Naper Pride answers the call

Naper Pride responded by asking its members to attend two Downers Grove meetings. The first is tonight’s Village Council meeting at 7 p.m. at the Downers Grove Civic Center, 850 Curtiss St. The second is the Downers Grove Library Board meeting on May 27.

In a Facebook post, the group wrote:

“Downers Grove is a diverse community, and public institutions should serve and support all residents regardless of identity, orientation or beliefs. Pride celebrations and inclusive programming help ensure that LGBTQ+ residents, families and youth know they belong here too.”

The post also referenced the origins of Pride:

“Pride didn’t start out as a party. It started out as a responsibility, one that all of those at Stonewall accepted for each other. They stood together and they said no more. Now it’s our responsibility, our turn. Will you stand with your community?”

What Naper Pride’s president says

Margie Wolf, president of Naper Pride, declined an interview for this story. In an email, she said the group is focused on supporting their Downers Grove neighbors.

“While increasing opposition is something that the LGBTQ+ community faces across the country and around the world, this particular situation is about our neighbors in Downers Grove. It is their voices that we should be amplifying,” Wolf wrote.
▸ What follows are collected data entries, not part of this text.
PR #1624, opened 2019-12-02
kubesphere-fix-GetDeployRevision

zehuaiWANG:
**What type of PR is this?**

/kind bug

不属于deployment的rs也可能label相同，我觉得通过label选择器来挑选是不完全对的，最好的方法是使用`metaV1.IsControlledBy(rs, deploy)`来校验。

### DIFF
--- a/pkg/models/revisions/revisions.go
+++ b/pkg/models/revisions/revisions.go
@@ -23,6 +23,7 @@ import (
 	"k8s.io/klog"
 
 	"k8s.io/api/apps/v1"
+	metav1 "k8s.io/apimachinery/pkg/apis/meta/v1"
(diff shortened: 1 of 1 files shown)


wansir:
This API will be deprecated, revision id is too difficult to understand.

zehuaiWANG:
@wansir More than one interface has been modified in this PR, which is not only because revision id is too difficult to understand a hard problem, but also it's a bug which will case error.

wansir:
Use `metav1.IsControlledBy` to determine that the relationship is correct,  we will refactor this API instead of fixing it.

zehuaiWANG:
@wansir okay, I agree, please close this pr if it's unnecessary

zryfish:
closing per previous comments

She added that Naper Pride is “not leading anything” and is simply “standing next to each other.”

The group has also encouraged residents to stand with Equality Downers Grove, a local LGBTQ+ advocacy organization.

What to watch

The Downers Grove Village Council meeting begins at 7 p.m. tonight. The Library Board meeting is scheduled for May 27. Both meetings are expected to draw community members from across DuPage County.

Hois said the pushback from Naper Pride and other groups shows that “any resistance to their agenda is immediately met with organized mobilization.” She added that many residents who disagree “have been sidelined or ignored for years.”

Sadowski-Fugitt’s comments at the May 5 meeting suggest the council itself remains divided on how to handle the issue moving forward.